The couple are happy together on the island for some time; however, their efforts to have a child result in two miscarriages and a stillbirth, leaving them, especially Isabel, frustrated and on edge. Two weeks after the stillbirth, they are shocked when a dinghy washes up carrying a dead man and a living infant girl. Tom wants to report the incident, but Isabel convinces him that they should keep the child as a "gift from God" and act as though she were their own. They informally adopt her, and name her Lucy. Raising a child causes a transformation in Isabel, and she quickly becomes the caring mother she has long wanted to be. Lucy also uncovers a loving side of Tom that had been buried by the war and an abusive childhood.

When the Sherbourne family returns to Partageuse for the first time since Lucy's arrival, they introduce her to friends and family, and take her to be christened. Just before, they hear the story of Hannah Potts, a woman from a well-off local family, who married an Austrian, Frank Roennfeldt, which caused them to be ostracized by the town. On Anzac Day in 1926, a drunken mob harassed and chased them, causing Frank to flee on a boat with their infant daughter Grace, and they were never heard from again. Tom and Isabel realize that Lucy is Grace Roennfeldt, and Hannah is still grieving, thinking both Grace and Frank are dead. Isabel persuades Tom that they should still keep their secret in the interest of the child. Tom, however, secretly leaves Hannah an anonymous note saying that her daughter is alive and safe. Lucy continues to grow under the love of Isabel and Tom, although he still harbors reservations about the morality of what they have done.

Several years later, on another shore leave, he sends another anonymous package to Hannah, this one containing the rattle that Lucy had when she washed up. With this proof, Hannah's father increases the already-substantial reward he has offered for information about his granddaughter's whereabouts. Bluey recognizes the rattle from the lighthouse, and the reward money convinces him to report this to the police. Tom is taken into custody and Lucy is returned to Hannah, leaving Isabel stricken with grief. Tom vows to protect his wife by claiming that he was the one that insisted on keeping Lucy, because he believes he is responsible for her being taken away. Hannah had long fantasized about the loving reunion of mother and child, so she is devastated that her daughter—whom she continues to call Grace—completely rejects her and sees only Isabel as her mother. Isabel at first is furious at what she sees as Tom betraying her and refuses to cooperate with investigators, leading to some suspicion that he killed Frank and threatened Isabel into silence. She has a change of heart and realizes that Tom was acting in her best interests, and they tell the true story. Tom is released and Isabel receives a suspended sentence, and they settle together on a farm.
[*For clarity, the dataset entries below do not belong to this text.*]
Issue #1707, opened 2017-11-19
[TEST] Templated issue


lenormf:
> If you're not reporting a bug (e.g. requesting a feature or asking a general question), feel free to remove this template.
> Otherwise, edit the following sections with the relevant information.

### Steps to reproduce

List of minimal amounts of actions needed to trigger the bug, e.g.

* fire up `kak`
* `…`

### Outcome

What is the outcome of the above instructions?

If the result is a program crash, please include a *unmangled* stacktrace (c.f. `c++filt`) if possible, e.g.

```
assert failed "m_valid" at optional.hh:72
[Debug Infos]
pid: 1234
callstack:
kak(Kakoune::Backtrace::Backtrace() 0x2b) [0x845111]
[…]
kak(_start 0x29) [0x83e599]
```

### Expected behavior

How should the editor have behaved instead?

### Configuration

**Commit hash**: 079b006

**Operating System**: KakouneOS

**Terminal**: KakouneTerm

**Variable parameters**:

* [ ] release mode: was `kak` compiled with `debug=no` as argument to `make` (default: no)?
* [ ] no autoload: is the bug reproducible when the `-n` flag is passed to the `kak` program?

Issue #1606, opened 2017-09-30
Create a Kakoune organization on Github


lenormf:
Hi,

I'd like to have a "Github Organization" for the project, as it would have a couple advantages:

* centralize all the repositories related to the same project in one group to allow better discovery: the `kakoune`, `kakoune-golf` and `kakoune-website` (which should have its own repositories to let it have its own issue tracker) could be listed on a single dedicated page, instead of being mixed with the other repositories of the owner

* allow regular contributors to use management tools such as https://waffle.io/ to allow better discovery of what issues they could fix or what general improvement they could make in the project, without navigating the issue tracker by themselves; the owner of the project would also have better visibility over pressing issues and their current implementation state

* have its members display a fancy Kakoune logo on their profile, which is one more way to help potentially new users discover the project through developers they follow, and is also something recruiters like to see when they screen candidates

Note that being part of the organization in no way equals having push access to the repository, members all have a specific set of access rights in it which are assigned to by the owner: read only, read write, full member, outside collaborator etc.

Thanks.

robertmeta:
Another important benefit of this is if (at some far future date!) our benevolent dictator for life decides he doesn't want to maintain kakoune anymore, he can hand off the organization to someone else without everyone having to switch to a new fork.

robertmeta:
One additional point (and a bit of a bump to this) is that it stops anyone from taking the organization name Kakoune which could end up very confusing.

mawww:
I am on the fence about this one, on one hand I agree moving Kakoune to an organization would be nice, it would make Kakoune feel a bit more "official". But on the other hand, I am not sure I want my baby to fly to far away from its nest yet :).

lenormf:
There's already a release out, so the left the nest, the baby has. Also you wouldn't lose any control over it, it would just give you more granularity.

As for the organization name, I have created `kakoune-editor`, which I think is better than just `kakoune`, as it's more descriptive. Kind of like what the Dolphin emulator did.

robertmeta:
As @lenormf said -- the baby has a release, and this is just a new nest, still under your control.

maximbaz:
@mawww on a related note, how do you feel about giving collaborator access to someone you trust to help with the load? There are currently 50 open PRs, a big part of them are code-complete and just waiting for a code review or to be merged straight away. Also, there are over 200 issues, some of which are not actionable and should just be closed.

In my mind, an obvious candidate for this role would be @lenormf.

robertmeta:
[...]

Issue #1472, opened 2017-06-27
Use a wiki engine to host the pages from the Github wiki


lenormf:
Hi,

I think the Github wiki for the project has reached critical mass, which makes it hard to find things in it. The structure is also completely flat (it's based on pages), and could use some categories/sections. How about a more advanced wiki engine (self-hosted or not) for all the data that's regularly added to the Github wiki?

PR #1708, opened 2017-11-19
github: Add a template for bug reports

lenormf:
Demo issue at #1707.

I constantly follow the same format when I report an issue, making use of github's templates could save us some time as the same questions often come back when investigating a bug.

HTH.

### DIFF
--- a/.github/issue_template.md
+++ b/.github/issue_template.md
@@ -1,0 +1,10 @@
+<!--
+If you're not reporting a bug (e.g. requesting a feature or asking a general question), feel free to remove this template.
+Otherwise, please edit the following sections with the relevant information ().
+-->
+
+### Steps <!-- how to reproduce the issue? -->
+
+### Outcome <!-- what is the result of the above steps? -->
+
+### Expected <!-- what should have been the result of the above steps? -->


lenormf:
Any thoughts? Does the template make issues look too scary?

Delapouite:
I feel this PR belongs to the same bucket that:

better wiki engine: https://github.com/mawww/kakoune/issues/1472
kakoune github org: https://github.com/mawww/kakoune/issues/1606

The kakoune community is *microscopic* (even counting its 3000 stars). And there's no real need for big guns to handle the small stream of questions and contributions.

Now we could talk about the project's vision for the future, but it may deserve a dedicated conversation.

lenormf:
It doesn't matter how many users report bugs, the problem is that new users don't know what information to include in their issues.

mawww:
I am not sure we need such a template, I am afraid it will draw away some reports due to the apparent difficulty to get all the informations requested (like, whats my kakoune version, I installed it through the package manager of my distribution).

I think a simpler template, close to what @nochiel usually uses, like https://github.com/mawww/kakoune/issues/1718 would be better.

lenormf:
The only difference is the last section, which contains a checklist and info that is almost always needed. I could remove it to make the issue look more like the one you like, but then it would be pointless to have a template if all there is in it is sections that could be merged into a single sentence.

I could turn the template into a generic quote, giving a list of pieces of data that could potentially be of interest, the layout of the issue would be free.

lenormf:
I edited the template, it should now only show three sections, but has comments to guide users.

Lucy Grace, as she is now named, learns to love her biological family and does not cross paths with the Sherbournes until 1950. She visits after hearing that Isabel has been dying of cancer, but had already died one week earlier. Tom presents her with a box of girlhood memorabilia that his wife had saved. After she leaves, Tom finally feels content and at peace with his life.

==Reception==
Sue Arnold writing for The Guardian called it "an extraordinary book" comparing the plot to Thomas Hardy's works. The Denver Post criticized the book as "somewhat predictable" but was positive on the work overall. The Sydney Morning Herald noted that it "is a work of such quality, insight and intrigue, it prompted an international bidding war among publishers", and called it "A remarkable, very readable, debut." Kirkus Reviews and Publishers Weekly both gave it starred reviews.

The Light Between Oceans won the 2013 Indie Book Awards Book of the Year and Debut Fiction Awards, made the 2013 longlist for the Miles Franklin Award, and the 2014 longlist of the International Dublin Literary Award.

== Film adaptation ==

The novel was developed into a feature film by DreamWorks, with David Heyman and Jeffrey Clifford producing. Derek Cianfrance directed the film, and Michael Fassbender, Alicia Vikander and Rachel Weisz starred in it. The film was released by Touchstone Pictures on 2 September 2016.